* **Provided data**
PR #717, opened 2023-03-07
push packages to wolfi-production-registry-destination directly

kaniini:
the current approach with using a source bucket + reconcilation is not really getting us anything useful, but it *is* getting us a 2 hour waiting period on builds while the repository reconciles.

we should move to using `wolfictl` to reconcile the index and upload artifacts directly, but that requires further discussion.  this provides an immediate quality of life improvement for now.

### DIFF
--- a/.github/workflows/dag-push-production.yaml
+++ b/.github/workflows/dag-push-production.yaml
@@ -12,7 +12,7 @@ env:
   CLUSTER_ZONE: us-central1-b
   SERVICE_ACCOUNT: prod-images-ci
   FQ_SERVICE_ACCOUNT: prod-images-ci@prod-images-c6e5.iam.gserviceaccount.com
-  BUCKET: wolfi-production-registry-source/os/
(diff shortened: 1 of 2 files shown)


imjasonh:
What will be responsible for updating the APKINDEX in this case? 🤔

kaniini:
Melange itself updates the index, and signs it.  It has to in order to handle pre-requisites.

imjasonh:
> Melange itself updates the index, and signs it. It has to in order to handle pre-requisites.

Is that true even after https://github.com/wolfi-dev/os/pull/552 ?

kaniini:
> Is that true even after https://github.com/wolfi-dev/os/pull/552 ?

Yes, it is still generating the index.  The fact that #552 had no effect seems to be a bug in Melange, but that PR should not have been merged into Wolfi.  I wish I had known about it, as I would have pointed out that the index is necessary for prerequisite dependencies to be used in builds.

jdolitsky (approved):

PR #732, opened 2023-03-10
Bump Go versions and note vulnerability fixes

luhring:
### Note existing fixes for CVE-2022-41723

```shell
wolfictl advisory create ./go-1.19.yaml --sync --status 'fixed' --fixed-version '1.19.6-r1' --vuln 'CVE-2022-41723'
wolfictl advisory create ./go-1.20.yaml --sync --status 'fixed' --fixed-version '1.20.1-r1' --vuln 'CVE-2022-41723'
```

### Bump Go versions and note fixes for CVE-2023-24532

```shell
melange bump ./go-1.19.yaml 1.19.7
melange bump ./go-1.20.yaml 1.20.2
# plus Makefile updates

wolfictl advisory create ./go-1.19.yaml --sync --status 'fixed' --fixed-version '1.19.7-r0' --vuln 'CVE-2023-24532'
wolfictl advisory create ./go-1.20.yaml --sync --status 'fixed' --fixed-version '1.20.2-r0' --vuln 'CVE-2023-24532'
```


imjasonh (dismissed):

imjasonh:
Will we also want to bump all the packages that depend on go?

luhring:
>One thing I'm not sure on is if we need advisories for an upstream version update? I.e. we're not patching the vulnerability so didn't think we need to add an advisory as scanners will detect the correct library version and know it's not present?

The tl;dr here is that we **should** include these advisories in our data. For Trivy in particular: prior versions of our Go package were vulnerable, and these CVEs should be reported to users to they know to upgrade. But if we don't add this data to our secdb, Trivy won't surface those CVEs when it should.

With the upcoming work on systematizing vuln mgmt for Wolfi, it'll also be important to note these advisories for our metrics, so we can determine when exactly our packages had vulnerabilities.

luhring:
>Will we also want to bump all the packages that depend on go?

Done! Hopefully I did that right.

imjasonh (dismissed):

rawlingsj:
> The tl;dr here is that we should include these advisories in our data.

Ok perfect - thanks @luhring!

luhring:
(Kubescape's build might have been broken since #675 when its version was changed but not its `expected-commit`. Should be fixed in this PR... 🤞 )

imjasonh (approved):

PR #735, opened 2023-03-10
zot,oras: simplify build processes to avoid conditionals

imjasonh:
I'm not totally sure this will work, but I thought it would be worth a shot, to avoid having to duplicate config with conditionals.

Simplifying this way will help us expand to other archs more easily, hopefully without any new config changes required.

cc @developer-guy


oras.yaml
```diff
@@ -1,37 +1,31 @@
...
-          install -m755 -D ./bin/linux/amd64/oras "${{targets.destdir}}"/usr/bin/oras
-      - if: ${{build.arch}} == 'aarch64'
-        runs: |
-          cd oras
-          make build-linux-arm64
-          install -m755 -D ./bin/linux/arm64/oras "${{targets.destdir}}"/usr/bin/oras
+      destination: oras
+  - runs: |
+      cd oras
+      GOARCH=$(go env GOARCH)
```
tuananh, line 28: nice :)

developer-guy: nice trick!

developer-guy (approved):

PR #740, opened 2023-03-11
nodejs-18: fix provides for 18.5.0

imjasonh:
Missed this in #738


dlorenc (approved):
Do we need to withdraw the old one?

PR #750, opened 2023-03-13
Add nats nats-server and nsc.

dlorenc:
These are all required to build the full nats image.

Fixes: 

Related: 

#### For new package PRs only 

### DIFF
--- a/nats-server.yaml
+++ b/nats-server.yaml
@@ -1,0 +1,29 @@
+package:
+  name: nats-server
+  version: 2.9.15
+  epoch: 0
+  description: High-Performance server for NATS.io, the cloud and edge native messaging system.
+  copyright:
+    - license: Apache-2.0
+environment:
+  contents:
+    packages:
+      - wolfi-baselayout
+      - busybox
+      - go
+      - ca-certificates-bundle
+pipeline:
+  # We can't use go/install because this requires a specific go version
+  - uses: git-checkout
+    with:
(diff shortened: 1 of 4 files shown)


nats-server.yaml
```diff
@@ -0,0 +1,29 @@
...
+pipeline:
+  # We can't use go/install because this requires a specific go version
+  - uses: git-checkout
+    with:
+      repository: https://github.com/nats-io/nats-server
+      tag: v${{package.version}}
+      expected-commit: b91fa85462d42c2f988170aee27955773e68c56d
+  - runs: |
+      mkdir -p ${{targets.destdir}}/usr/bin
+      mkdir -p ${{targets.destdir}}/nats/conf
```
jdolitsky, line 24: /nats ? or should it be something like /etc/nats ?

dlorenc: This is the path used in the upstream docker image: https://github.com/nats-io/nats-server/blob/main/docker/Dockerfile.nightly

I'm not sure why, I'll have to dig in to see if it's a hardcoded default. It's definitely weird.

jdolitsky: sorry confused - are we saying switch to /etc or keep?

jdolitsky: (it looks like still in the root)

dlorenc: d'oh, never pushed the branch. nice catch.

jdolitsky (approved):

PR #13095, opened 2024-02-15
new package: speedtest-go

imjasonh:


speedtest-go.yaml
```diff
@@ -0,0 +1,28 @@
...
+  epoch: 0
+  description: CLI and Go API to Test Internet Speed using speedtest.net
+  copyright:
+    - license: MIT
+
+pipeline:
+  - uses: go/install
+    with:
+      package: github.com/showwin/speedtest-go
+      version: v${{package.version}}
```
luhring, line 13: Can we do `git-checkout` and `go-build` instead to allow for gobumps when needed? 🤔

luhring (approved):

PR #13096, opened 2024-02-15
Add INTERACTIVE variable to Makefile for build debugging

jamonation:
Adds an `INTERACTIVE` variable to the Makefile, which gets added to `MELANGE_OPTS` - handy for interactive debugging while using `make package/thing` without a full melange invocation.


pdeslaur:
Using something like this also works nicely:

```
MELANGE_OPTS="--interactive" make package/kubeflow-jupyter-web-app
```

jamonation:
Ah I didn't make the connection between MELANGE_OPTS in the Makefile and evironment variables, thanks for the pointer, will start using that.

PR #13215, opened 2024-02-17
Adding openjdk-11 as a runtime dependency to support datadog-agent java jmx metrics

afeddersen:
- Bumping the version.
- Adding openjdk-11 as a runtime dependency to support java jmx metrics collection. 
- Adding a basic test.

More testing details in the support issue here: https://github.com/chainguard-dev/customer-issues/issues/1059#issuecomment-1949943943


datadog-agent.yaml
```diff
@@ -64,6 +65,7 @@ pipeline:
       go-version: "1.21.0"
 
   - runs: |
+      export PATH=$PATH:/usr/lib/jvm/java-11-openjdk/bin
```
dlorenc, line 68: I'm not sure this will do much... If we're only adding the jdk as a runtime dependency, it won't be present in the build environment so adding it to the path here isn't going to change anything in the build itself.

Do you intend for this to be set in the final image?

afeddersen: > I'm not sure this will do much... If we're only adding the jdk as a runtime dependency, it won't be present in the build environment so adding it to the path here isn't going to change anything in the build itself.
> 
> Do you intend for this to be set in the final image?

I'll remove it later today.  The history / testing details are over in customer issues:  https://github.com/chainguard-dev/customer-issues/issues/1059#issuecomment-1949943943

afeddersen: Removed it from here and I'll add it to the image.

```
environment:
  JAVA_HOME: /usr/lib/jvm/java-11-openjdk
```

mamccorm (approved):

PR #13305, opened 2024-02-19
chore(packages): Split libssp from gcc

EyeCantCU:
Fixes: This library functions standalone

#### For new package PRs only

- [ ] This PR is marked as fixing a pre-existing package request bug
  - [ ] Alternatively, the PR is marked as related to a pre-existing package request bug, such as a dependency
- [x] REQUIRED - The package is available under an OSI-approved or FSF-approved license
- [x] REQUIRED - The version of the package is still receiving security updates
- [ ] This PR links to the upstream project's support policy (e.g. `endoflife.date`)

PR #13306, opened 2024-02-19
chore(avahi): Rebuild with libssp

EyeCantCU:
Fixes: Previously avahi brought in all of gcc when it only needed libssp


EyeCantCU:
Merge after libssp has been merged and built: https://github.com/wolfi-dev/os/pull/13305

EyeCantCU:
I just realized we don't need this :)

PR #13350, opened 2024-02-20
Use the wolfi signing key from the new location.

mattmoor:
ref: https://github.com/chainguard-dev/secrets/blob/main/wolfi-dev.tf


mattmoor:
switched to draft, it looks like we may still need the old GSA for the GCS interactions

imjasonh (approved):

PR #13395, opened 2024-02-21
bun/1.0.28 package version update

debasishbsws:
Fixes: #13319 

This issue was fixed in bun version `1.0.23` [upstream info](https://github.com/oven-sh/bun/issues/7617#issuecomment-1900013158). Here in the bun-bootstrap we are using the old version.

#### For version bump PRs

### DIFF
--- a/bun.yaml
+++ b/bun.yaml
@@ -1,6 +1,6 @@
 package:
   name: bun
-  version: 1.0.27
+  version: 1.0.28
   epoch: 0
   description: "Incredibly fast JavaScript runtime, bundler, test runner, and package manager - all in one"
   copyright:
@@ -40,7 +40,7 @@ pipeline:
   - uses: git-checkout
     with:
       repository: https://github.com/oven-sh/bun
-      expected-commit: c34bbb2e3fcaaadd8dfb5e75d545acee1c3cfd1b
+      expected-commit: 7056384702231f634e4e5d0f7c65965041314fc6
       tag: bun-v${{package.version}}
 
   # bun requires a specific zig to build
--- a/bun-bootstrap.yaml
+++ b/bun-bootstrap.yaml
@@ -1,6 +1,6 @@
 package:
   name: bun-bootstrap
-  version: 1.0.20
+  version: 1.0.23
   epoch: 0
   description: "Bun requires itself to bootstrap."
   copyright:
--- a/bun-bootstrap.yaml
+++ b/bun-bootstrap.yaml
@@ -17,7 +17,7 @@ environment:
 
 pipeline:
   - runs: |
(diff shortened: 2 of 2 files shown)


bun.yaml
```diff
@@ -12,7 +12,7 @@ environment:
       - autoconf
       - automake
       - bash
-      - bun-bootstrap # bun requires itself to build. this can get moved to our real build in the future
+      - bun # bun requires itself to build. this can get moved to our real build in the future
```
rawlingsj, line 15: Ah, CI is failing because we cant have a dependency on itself.  We need to be able to bootstrap wolfi so to do that we can't have this kind of cyclic dependency.

Looking at the CI failure on the original update PR I can see the error
```
2024/02/21 03:13:08 WARN bun install v1.0.20 (09d51486)
2024/02/21 03:13:30 WARN error: install script from "@napi-rs/canvas-linux-x64-musl" exited with 1
2024/02/21 03:13:30 WARN error: script "setup" exited with code 1
```
So it might be that for some reason the build for x86 thinks we use musl rather than glibc.  

I wonder if unsetting the LDFLAGS helps?  I.e. like this https://github.com/wolfi-dev/os/blob/4216178c11a50264d61da5930d4f5d26e9bf5b96/opensearch-dashboards-2.yaml#L68

If not we might need to see if we can create a patch to avoid the musl script being used.

Let me know if that makes sense.

FWIW there's a new interactive mode for melange which can help debug these kind of failures.  i.e.

```
ARCH=x86_64 MELANGE_EXTRA_OPTS="-i --rm --create-build-log" make package/bun
```
when the build fails you will be popped into a shell in the build container where you can play around running the build until it works.

debasishbsws: Thanks for the information, I am not sure but I may have seen long ago that rust depends on itself I am not sure, so I thought it would also work here 🤔. 
`unset LDFLAGS` doesn't work,
The problem is in the `bun`(version `1.0.20`) we are using to build the package in its [`default-trusted-dependencies`](https://github.com/oven-sh/bun/blob/09d51486e9ae219c261b3491776ea03fd6274dfc/src/install/default-trusted-dependencies.txt#L80-L85) it has some `musl` libraries that are not supported yet. those have been removed in version `1.0.23`. https://github.com/oven-sh/bun/commit/0bfe3760f6dd542603aab239bb31034171bb7191 

So to resolve this can we bump up the bun-bootstrap to version `1.0.23`?

debasishbsws: I understand now, it is just silly from my side to assume that the bun-bootstrap is fetching the specific version.
I thought as it is working it should be fetching that specific version.

rawlingsj (approved):

PR #13424, opened 2024-02-21
defualt to debug mode for tests

joshrwolf:
unlike for builds, running with `-x` is almost always desirable to see whats going on and what steps fail, this will also make debugging any CI failures easier too


imjasonh (approved):

vaikas (commented):
This seems good, I was wondering about if we should do this for the builds as well. However, I was curious if it leaves the CI hanging forever in case there are failures.

Could we maybe set up a 'CI' flag and then not set this in that case, or something like that (for both build / test)?

vaikas (approved):
Read wrong :) Was thinking, --interactive, as that's what I'm working on right now. Ignore me :)

PR #13586, opened 2024-02-23
python-3.11 - cherry pick upstream patch for CVE-2023-27043

smoser:
The change here patches addresses CVE-2023-27043 by backporting a 'strict' keyword argument to the email.getaddresses and email.parseaddr function.  The change may break some consumers as it does change the behavior.

After this change is landed, python 3.11 (and 3.12 via #13847) will behave like python master with regard to these two functions.  Existing code for 3.11 or 3.12 will not pass the 'strict' argument and the default is None.   The functions are modified to check for a None value and consult an environment variable for the desired behavior.

The environment variable PYTHON_EMAIL_STRICT_PARSING_DEFAULT will default will considered 'true' by default (unset or empty string). If you wish to enable the previous behavior, the the environment variable should be set to 'false'.

Please see comment below for background.

### DIFF
--- a/python-3.11.yaml
+++ b/python-3.11.yaml
@@ -1,7 +1,7 @@
 package:
   name: python-3.11
   version: 3.11.8
-  epoch: 0
+  epoch: 1
   description: "the Python programming language"
   copyright:
     - license: PSF-2.0
@@ -41,6 +41,14 @@ pipeline:
         Modules/_ctypes/darwin* \
         Modules/_ctypes/libffi*
 
+  - uses: patch
+    with:
+      patches: CVE-2023-27043.patch
+
+  - uses: patch
+    with:
+      patches: CVE-2023-27043-enable-disable.patch
+
   - name: Configure
     runs: |
       ./configure \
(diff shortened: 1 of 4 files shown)


dlorenc:
> c. Follow RHEL change, allowing environment variable or config file to change the default behavior.

This one gets my vote (just consider it one vote though)

ware:
> b. cherry-pick the upstream fix but turn 'strict' off by default. Users won't be broken, but will have to 'opt-in' through code change to the remediation.
> c. Follow RHEL change, allowing environment variable or config file to change the default behavior.

I think either one of these two solutions would be acceptable.

xnox:
Debian codesearch for getaddress in python filetypes

https://codesearch.debian.net/search?q=getaddress+filetype%3Apython&literal=1&perpkg=1

```
$ curl -s https://codesearch.debian.net/results/8ee7eac86202d906/packages.txt | wc
     45
```

Gives me 45 packages. I can cross check by hand, how many of these are in any of our packages or images. Assuming the scope is small, and because our goal is to provide security to people, my preference is to

- ship updated change
- default to secure
- provide opt-out for 3-rd party customer code compat

As the point of chainguard is to ship security updates without friction, meaning no opt-in needed.

smoser:
Thanks @xnox.  Your prompting made me read a bit more. the RHEL change opts into the new behavior by default and allows the user a code-change-free option to opt out.

I like this approach, and think we should go with that.

dlorenc:
+1 to this, hardened by default.

smoser:
I think this is ready to land, would appreciate a review. thanks.

xnox (approved):

PR #13605, opened 2024-02-23
Use pombump to handle spark dep bumps.

vaikas:
Switch to using pombump. Has less CVEs, but they can not be currently removed. 
Trying to bump `libthrift-0.12.0.jar` to 13 or later does not compile because API has changed.
`jackson-mapper-asl-1.9.13` has not been updated since 2013.
`hadoop-client-runtime-3.3.6` is the latest
Others are shaded jars.

Fixes:

Related:

#### For new package PRs only

#### For new version streams

#### For security-related PRs

#### For version bump PRs

#### For PRs that add patches


spark/bump-packages.patch
jamonation, line 1: I think this patch file can disappear - I don't see it used anywhere now 🎉

spark.yaml
```diff
@@ -48,7 +49,13 @@ pipeline:
     with:
       patches: make-distribution.patch bump-packages.patch
```
jamonation, line 50:
```suggestion
      patches: make-distribution.patch
```

Same as comment below, I don't think? the bump-packages.patch gets used anywhere now with pombump doing the driving

jamonation (approved):

spark.yaml
vaikas: It does get used, there are some other kind of patching it does. For example:

```
+              <excludes>
+                <exclude>com.google.common.util.concurrent.internal.**</exclude>
+              </excludes>
```

vaikas: We can add more capabilities into pombump as we go along.
But the above file also patches a `.scala` file.

vaikas (commented):
There are still some other patches that need to get applied.

PR #13616, opened 2024-02-23
generate a few package tests

joshrwolf:
all of these were mostly (99%) generated with `gptscript` and the following:

https://gist.github.com/joshrwolf/a197145cfdccb73d2bbe4a780484a9a2

### DIFF
--- a/go-1.22.yaml
+++ b/go-1.22.yaml
@@ -27,7 +27,7 @@ environment:
 var-transforms:
   - from: ${{package.version}}
     match: \_
-    replace: ''
+    replace: ""
     to: mangled-package-version
 
 pipeline:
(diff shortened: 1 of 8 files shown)


go-1.22.yaml
```diff
@@ -92,3 +92,19 @@ update:
     strip-prefix: go
     tag-filter: go1.22
     use-tag: true
+
+test:
+  environment:
+    contents:
+      packages:
+        - busybox
+        - go-1.22
```
imjasonh, line 101: We don't need this explicitly

postgresql-16.yaml
```diff
@@ -143,3 +143,33 @@ update:
     strip-prefix: REL_
     tag-filter: REL_16
     use-tag: true
+
+test:
+  environment:
+    contents:
+      packages:
+        - wolfi-base
+        - postgresql-16
```
imjasonh, line 152: Same

imjasonh (dismissed):
I think we need some lint checks, but the tests lgtm

go-1.22.yaml
joshrwolf: remnants courtesy of 🤖

go-1.22.yaml
```diff
@@ -92,3 +92,18 @@ update:
...
+
+test:
+  environment:
+    contents:
+      packages:
+        - busybox
+  pipeline:
+    - name: Verify Go version
+      runs: |
+        go version | grep "go1.22"
```
ajayk, line 104:
```suggestion
        go version | grep "go${{package.version}}"
```

ajayk: Most of these are on auto version streams these will cause breakages in the test when we move to 1.23 automatically

PR #13645, opened 2024-02-24
Add 7 Python package tests - #1

afeddersen:
Automated Python package tests created by [auto-package-test](https://github.com/chainguard-dev/quality-squad/tree/main/scripts/auto-package-test).

Note:

1. These will eventually be cleaned up and moved to a dedicated pipeline once bubblewrap and the pipeline is reliable.
2. We also looked at creating these as a script some packages don't have a directory.

The top priority is to improve our coverage and we can come back through with automation to clean these up.

### DIFF
--- a/py3-build.yaml
+++ b/py3-build.yaml
@@ -44,3 +44,22 @@ update:
     identifier: pypa/build
     use-tag: true
     strip-suffix: .post1
+
+test:
+  environment:
+    contents:
+      packages:
+        - busybox
+  pipeline:
+    - runs: |
+        LIBRARY="build"
+        IMPORT_STATEMENT="import build"
+
+        if ! python -c "$IMPORT_STATEMENT"; then
+            echo "Failed to import library '$LIBRARY'."
+            python -c "$IMPORT_STATEMENT" 2>&1
+            exit 1
+        else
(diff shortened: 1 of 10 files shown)


py3-build.yaml
```diff
@@ -44,3 +44,22 @@ update:
...
+        IMPORT_STATEMENT="import build"
+
+        if ! python -c "$IMPORT_STATEMENT"; then
+            echo "Failed to import library '$LIBRARY'."
+            python -c "$IMPORT_STATEMENT" 2>&1
+            exit 1
+        else
+            echo "Library '$LIBRARY' is installed and can be imported successfully."
+            exit 0
+        fi
```
xnox, line 65: Can we factor this out to be similar to "git-checkout" named pipeline?

something like
```yaml
- uses: py-import
   imports: [....] # list of imports implied ${{package.name}}, without the py3 prefix?
```

Cause Ideally, we would want to factor out the common code like this. Such that we can improve and extend it everywhere at once. Similarly for the steps to `build` python package too.

xnox: but i see this is mentioned already in the pull request description. Never mind.

ajayk (approved):

PR #13696, opened 2024-02-26
lint: default wolfi-base in tests

imjasonh:
Also add a lint check that removes it from configs and removes newly empty blocks.

Supercedes https://github.com/wolfi-dev/os/pull/13330

### DIFF
--- a/Makefile
+++ b/Makefile
@@ -34,6 +34,7 @@ MELANGE_TEST_OPTS += --arch ${ARCH}
 MELANGE_TEST_OPTS += --pipeline-dirs ./pipelines/
 MELANGE_TEST_OPTS += --repository-append https://packages.wolfi.dev/os
 MELANGE_TEST_OPTS += --keyring-append https://packages.wolfi.dev/os/wolfi-signing.rsa.pub
+MELANGE_TEST_OPTS += --test-package-append wolfi-base
 MELANGE_TEST_OPTS += --debug
 MELANGE_TEST_OPTS += ${MELANGE_EXTRA_OPTS}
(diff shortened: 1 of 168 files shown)


rawlingsj:
Just a thought on this and there maybe other motivations which make my thought irrelevant but...  sometimes for downstream consumers of packages it can be hard to know what the minimal set of dependencies are. I.e folks should use a `depends` block to include things like bash, busybox etc so if we always install wolfi-base in the test environment, it means we're not testing the depends section if a package requires a shell. So we could end up testing a package with extra default packages that are not installed by default when adding a package.

imjasonh:
> Just a thought on this and there maybe other motivations which make my thought irrelevant but... sometimes for downstream consumers of packages it can be hard to know what the minimal set of dependencies are. I.e folks should use a `depends` block to include things like bash, busybox etc so if we always install wolfi-base in the test environment, it means we're not testing the depends section if a package requires a shell. So we could end up testing a package with extra default packages that are not installed by default when adding a package.

The problem is that _all_ packages _must_ have a shell in order to work at all, because of how melange runs steps. Even if you're just doing `tool command`, melange runs it as `sh -c "tool command"`, so you'll never be able to _not_ have a shell dependency.

rawlingsj (approved):

rawlingsj:
Ah gotcha - SGTM!

mattmoor (approved):

imjasonh:
Merging past the tests because this is a purely mechanical cleanup change, and unrelated to pre-existing test failures.

PR #13765, opened 2024-02-27
vault-1.14: version update and add back the now missing `go mod tidy`

xnox:
Previously vault-1.14 had a go/bump pipeline, which has a side effect of calling `go mod tidy`. This step appears to be required, as the build fails with go toolchain requesting to perform `go mod tidy` prior to being able to complete the `go generate` steps.

Add back `go mod tidy` as the first pipeline action. It's either harmless, or unbreaks the build.

Fixes: #12121


xnox:
hm, maybe i should just propose this into main branch, because otherwise no actions are executed.

rawlingsj (approved):

PR #13794, opened 2024-02-27
Add version test to grafana-agent-operator

jamonation:
Related: #13440

Adds a test to check `grafana-agent-operator` version info.

### DIFF
--- a/grafana-agent-operator.yaml
+++ b/grafana-agent-operator.yaml
@@ -1,7 +1,7 @@
 package:
   name: grafana-agent-operator
   version: 0.40.0
-  epoch: 1
+  epoch: 0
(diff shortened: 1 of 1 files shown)


grafana-agent-operator.yaml
```diff
@@ -1,7 +1,7 @@
 package:
   name: grafana-agent-operator
   version: 0.40.0
-  epoch: 0
+  epoch: 1
```
ajayk, line 4:
```suggestion
  epoch: 0
```

ajayk: Test changes don't need epoch bumps

ajayk (approved):

grafana-agent-operator.yaml
jamonation: gotcha, thanks for pointing that out, I was just cargo-cult bumping to be sure I got things to build 👍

* **Requirement**
Find all lines holding the word "working" in the records above and copy them.

* **Solution to this task**
I thought as it is working it should be fetching that specific version.
Read wrong :) Was thinking, --interactive, as that's what I'm working on right now. Ignore me :)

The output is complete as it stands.